仕隱站在旁側,回著道:“仙君,我們派出去的弟子已經傳回訊息了,白日你與師姑娘在吞屍谷分開後,她便帶著步少主下山了,但在半路時遇上了被禦笛人召來的虞期。步少棠匆匆趕到,虞期在被師姑娘驅走後,師姑娘隨之就被步少棠帶去了一家客棧,而後步少主放走了師姑娘。弟子們跟到城外就沒了蹤跡,很有可能是去追虞期了。”
季司離沉嘆一聲,吩咐道:“繼續找,有了訊息,立即報來。”
仕隱道:“是。仙君,依著冷教主剛才所言,屬下認為那些參與招魂儀式人暴體而亡得有個原因,散播厲鬼害人的謠言,引諸名仙士進山,也必須得有個目的才對。冷老教主的墓冢,我們還要去探查嗎?”
季司離頷首點頭,冷聲道:“今日我察看了冥室內的招魂陣法,陣法上的咒文、符篆、四方布設,未有任何錯漏。而今招不回死魂......如果猜測沒錯,冷老教主或許還沒死。”
仕隱當即明瞭,道:“仙君意思是,冷老教主的屍身,極有可能不在墓冢裡面?”
季司離頷首點頭,神情淡漠,冷聲道:“入墓一探,自見分曉。”
冷松遊所說言辭,從身上拿出來的東西,以及莫名出現的禦笛鬼麵人,光是這些,就足以說明那片吞屍谷有問題,或者說圍繞著冷道涯墓冢的整片土地都有問題。
依著前夜不解之惑,次日季司離領著幾個弟子,一大早便朝著冷道涯的墓冢方向行去。
冷松遊昨夜把自己幹的荒唐事,交代了個徹底,自覺不孝,趕著大清早地帶著幾名心腹子弟,前來冷道涯的墓冢上香跪拜,給他爹認錯。季司離跟仕隱停在後邊沒出聲,靜等著他行香跪拜。
過了片刻,冷松遊剛起身打算收拾回宗,轉身就見著昨夜那個難纏人,魂兒嚇得飄了一陣,道:“季兄,你這是來做什麼啊……”
仕隱面色平和朝他笑了一笑,打招呼道:“早啊冷教主,大清早就來上香呢?”
冷松遊捏著把毛竹扇子,怔怔回道:“你們來此,是……”
仕隱探頭看了一下墓冢,客氣地道:“我家仙君是來探望尊君遺容的,實在抱歉,可能要對尊君不敬了。”
聞言,冷松遊頓時一驚,道:“啊?!什麼意思?!你們這是、這是要掘我爹墓冢?”
仕隱伸手拍了拍他的肩膀,安慰著人道:“冷教主,這話說得可就有歧義了,難道你就不想知道,尊君貴體是否安然無恙?”
冷松遊神情有些畏怯,道:“我,這、這也太……”
仕隱見他猶豫不決,哄著道:“你看,你早就想這麼幹了對吧,麻煩冷教主起個墓。”
季司離簡單跟他說了一下,羨香居出現的惡骨血傀事情原委,冷松遊看了看季司離冷峻神情,一時間起也不是不起也不是。
想了好一陣,才叫弟子去挖墓冢土坯,惶惶不安地道:“這怎麼可能?!絕無可能!我爹墓冢外的土坯完好無損,怎麼可能會有人掘墓偷屍,那害人的惡鬼更不可能是我爹。不過此事可千萬不能傳出去,這可是欺師滅祖,不忠不孝大罪......”
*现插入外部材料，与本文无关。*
Issue #67, opened 2018-10-07
support lable search ，for example array，map ，greedy algorithms


luoye2017:
rt

Vigilans:
Would be better if we can list the problems by tag in the problem view.
The current `Easy-Medium-Hard` convention seems not fully making use of the problem view space.

PR #94, opened 2019-01-23
Enhanced Tree view

Vigilans:
## Introduction
This PR restructures the left side panel's tree view to support following functions:
- [x] View problems by difficulty, tag or company #67 
- [x] View favorite problems
- [x] Option to hide accepted questions (won't be hidden in `Favorite` view)

## Details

得了冷松遊命令,幾名天啟教弟子領著人在墓冢後方開挖,季司離手持一拂雪,靜靜地站在身後,看著地上挖出來的泥土,眉色微皺。
一炷香之後,挖出來了一道墓門,裡面被磚牆封死。
這時,一名天啟教弟子抓了一把土,道:“教主,你看這土質鬆散,顯然是被人翻過兩三回了,定是有人早幾年就挖進去過!”
仕隱走上前蹲下身抓了一把土,細細地摩挲一陣,指著土對季司離道:“仙君,你猜測沒錯,果然被人捷足先登過了。”
冷松遊不敢置信,嘴裡呢喃自語,似乎在說服自己不可能,耳朵聽到是假的。兩名天啟教弟子上前,撬開了墓門,見狀,冷松遊立即合掌閉眼,不停對著他爹墓冢鞠躬認錯,低聲喃語地道:“各位祖師爺在上,我不是有意冒犯我爹的,還請不要怪罪......”
天啟教弟子留著兩人在外看守,其餘則進了墓冢,走在前頭破除了機關。墓冢是座半圓狀的墓室,冢內均以黑灰色的石磚砌成,外面爬滿青藤枯草,內部卻幹淨孤寂。
冷松遊雖然面露膽怯,卻沒畏懼出逃,而是跟在季司離的身後指著方向,朝著墓室中央走去,誰知走著走著就突然撞在季司離的後背,‘哎喲’一聲撞到額頭,道:“季兄,怎麼不走了......往前走便是了。”
一名天啟教弟子回頭道:“教主,沒路了怎麼走?”
確實是沒路。
黑灰色的三面石磚砌得嚴嚴實實,未留縫隙,一個偌大墓冢彷彿就這樣消失了。
冷松遊勉強看了好一會,才結巴開口道:“怎……怎麼可能,墓冢就那麼點地方,還能迷路不成?”